Dataset entries
*** Begin section ***

PR #530, opened 2020-02-18
[WiP] FXP implementation

n0ix:
Hi (again),

i added [File eXchange Protocol (FXP)](https://en.wikipedia.org/wiki/File_eXchange_Protocol) Protocol to the FluentFTP libary.

**Why "Work in Progress" ?**
Cause there is a lot of code i added and i think there may be bugs or things didn't even think of. 
Also i think there is space for optimizations regarding reusing existing methods (cause some methods very similar).  I hope here you can help me, cause you know the whole code of fluent ftp much better then i do.

Also there is missing documentation of the new functions - i will do this later.

- n0ix


robinrodricks:
Ohmigawd! This as awesome! A starting point is really good coz hey people can always contribute fixes as we go along. Its the initial setup that is the hardest to build, good job! I'll review it and let you know.

FluentFTP/Client/FtpClient_FXP.cs
```diff
@@ -0,0 +1,1058 @@
...
+				var transferStarted = DateTime.Now;
+				long lastSize = 0;
+
+				var sourceFXPTransferReply = ftpFxpSession.sourceFtpClient.GetReply();
+				var destinationFXPTransferReply = ftpFxpSession.destinationFtpClient.GetReply();
+
+				while (!sourceFXPTransferReply.Success || !destinationFXPTransferReply.Success)
+				{
+
+					if (remoteClient.EnableThreadSafeDataConnections)
```
robinrodricks: Why is it required to check EnableThreadSafeDataConnections here?

FluentFTP/Client/FtpClient_FXP.cs
```diff
@@ -0,0 +1,1058 @@
...
+					{
+						FtpTrace.Write(FtpTraceLevel.Info, "reporting progress");
+						// send progress reports
+						if (progress != null && fileSize != -1)
+						{
+							offset = remoteClient.GetFileSize(remotePath);
```
robinrodricks: Here you are getting the file size from the remote server how often?

FluentFTP/Client/FtpClient_FXP.cs
```diff
@@ -0,0 +1,1058 @@
...
+
+			// get all the files in the local directory
+			var fileListing = GetListing(sourceFolder, FtpListOption.Recursive).Where(x => x.Type == FtpFileSystemObjectType.File).Select(x => x.FullName).ToArray();
+
+			// loop thru each file and transfer it
+			var filesToUpload = GetFilesToTransfer(sourceFolder, remoteFolder, rules, results, shouldExist, fileListing);
+			TransferServerFiles(filesToUpload, remoteClient, existsMode, verifyOptions, progress, remoteListing);
+
+			// delete the extra remote files if in mirror mode and the directory was pre-existing
+			// DeleteExtraServerFiles(mode, shouldExist, remoteListing);
```
robinrodricks: A bit of code duplication here, but still great considering most of the inner functions are reused.

FluentFTP/Client/FtpClient_FXP.cs
```diff
@@ -0,0 +1,1058 @@
...
+
+				// record that this file should exist
+				shouldExist.Add(remoteFile.ToLowerInvariant(), true);
+
+				// absorb errors
+				filesToTransfer.Add(result);
+			}
+
+			return filesToTransfer;
+		}
```
robinrodricks: Isn't this total code duplication? Is there a way to make a common method so the Upload/Download Directory methods can reuse this with FXP? or is it too many changes?

FluentFTP/Client/FtpClient_FXP.cs
```diff
@@ -0,0 +1,1058 @@
...
+			}
+
+			if (!this.IsConnected)
+			{
+				throw new FluentFTP.FtpException("The source FXP FtpClient must be open and connected before a transfer between servers can be intitiated");
+			}
+
+			if (!await FileExistsAsync(sourcePath, token)){
+				throw new FluentFTP.FtpException(string.Format("Source File {0} cannot be found or does not exists!", sourcePath));
+			}
```
robinrodricks: This is a good, safe check, but is it needed again at this point?

FluentFTP/Client/FtpClient_Properties.cs
```diff
@@ -795,6 +795,17 @@ public partial class FtpClient : IDisposable {
 			set => m_DownloadDataType = value;
 		}
 
+		public FtpDataType m_FXPDataType = FtpDataType.Binary;
+
+		/// <summary>
+		/// Controls if the high-level API transfer (FXP) files in Binary or ASCII mode.
```
robinrodricks: Change comment:

Controls if the FXP server-to-server file transfer API uses Binary or ASCII mode.

FluentFTP/Client/FtpClient_FXP.cs
n0ix: Cause we can't do this when we have only one connection, the one which is open is already used for the FXP Transfer and can't answer any other commands. Maybe i got this wrong, but a ftp client should/can be onlycloned if ThreadSafeDataConnections are enabled. In OpenPassiveFXPConnection i clone the connection if ThreadSafeDataConnections is enabled so we can later track progress.

FluentFTP/Client/FtpClient_FXP.cs
n0ix: Very often, and i know this is ugly - but i did find any other possibility to track progress of the FXP Transfer (cause we have no stream here). May be we can add another Property which enables this?

FluentFTP/Client/FtpClient_FXP.cs
n0ix: Yes i agree here is definitly space to deduplicate code. The problem are the "directions" in FXP. The Upload und Download methods i can't reuse cause the assume there is a a local path which we don't have when we use fxp.

FluentFTP/Client/FtpClient_FXP.cs
n0ix: as already mentioned before, reuse of this methods is difficult cause the assume a local path (as source or as destination) which don't have here.

FluentFTP/Client/FtpClient_FXP.cs
n0ix: Yeah cause it's never have been checked before or i'am wrong?

robinrodricks:
Thank you for the effort!

robinrodricks:
Thanks for this fantastic contribution. I've cleaned up the code to remove duplicate sections and also improved the comments. I noticed how you stayed within the guidelines by using the FolderUpload/FolderDownload logic as a template. I also fixed some logging (LogFunc) and code logic. 

New methods that are reused between Folder Upload and Folder Transfer (FXP):

- `CanUploadFile`
- `CreateSubDirectories`

New methods that are reused in File Transfer (FXP):

- `VerifyTransferFileParams`

robinrodricks:
Released in 31.3.0!


  - New: `TransferFile` and `TransferDirectory` methods to transfer files from server to server (thanks [n0ix](/n0ix))
  - New: FXP (File Transfer Protocol) implementation to support direct server-to-server transfers (thanks [n0ix](/n0ix))

robinrodricks:
Added an icon and a note in the top features on the [readme](https://github.com/robinrodricks/FluentFTP). Will do documentation soon.

n0ix:
Awesome! Thanks for the code cleanup an the quick release!

robinrodricks:
Welcome. When is the FtpFxpSession destroyed? We might need to destroy the cloned connection to the remote server after transfer.

robinrodricks:
Documented! - https://github.com/robinrodricks/FluentFTP/wiki/FXP-Server-To-Server

n0ix:
> 
> 
> Welcome. When is the FtpFxpSession destroyed? We might need to destroy the cloned connection to the remote server after transfer. We probably don't need to destroy the Source server connection, am I right? Because if that is the main connection then why should we destroy it in `FtpFxpSession.Dispose`?

Hm, yeah we should clean up this, but only if we **cloned** the connections. Else we need to leave as them are cause the user created them manually and won't expect that one the connections getting disposed. Is there an property on cloned connections so we can identify them? Then it should be easy to dispose the `FxpSession `in the finally block of `TransferFile `/ `TransferDirectory`

robinrodricks:
I've tried to handle this, can you check the latest trunk and let me know if it works?

Also, can we reuse the same FXP session for an entire folder instead of creating one per file transfer? I'll do the refactoring, just tell me if its possible and recommended.

robinrodricks:
Newly released in 32.2.0:

  - New: `GetChecksum` allows you to specify a hash algorithm to be run on the server if supported
  - New: FXP file transfer now validates the file using the first mutually supported algorithm

Can you check if the FXP logic for checking mutually supported algorithm is correct? It is based on the new feature in GetChecksum that allows you to execute a specific hash on the server rather than executing any random hash.

robinrodricks:
Please see - https://github.com/robinrodricks/FluentFTP/issues/546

*** End section ***

| ASSIGNED TASK |
From the line containing "Newly released in" down to the last line of the records above, print every line exactly, with both ends kept.

| EXERCISE ANSWER |
Newly released in 32.2.0:

  - New: `GetChecksum` allows you to specify a hash algorithm to be run on the server if supported
  - New: FXP file transfer now validates the file using the first mutually supported algorithm

Can you check if the FXP logic for checking mutually supported algorithm is correct? It is based on the new feature in GetChecksum that allows you to execute a specific hash on the server rather than executing any random hash.

robinrodricks:
Please see - https://github.com/robinrodricks/FluentFTP/issues/546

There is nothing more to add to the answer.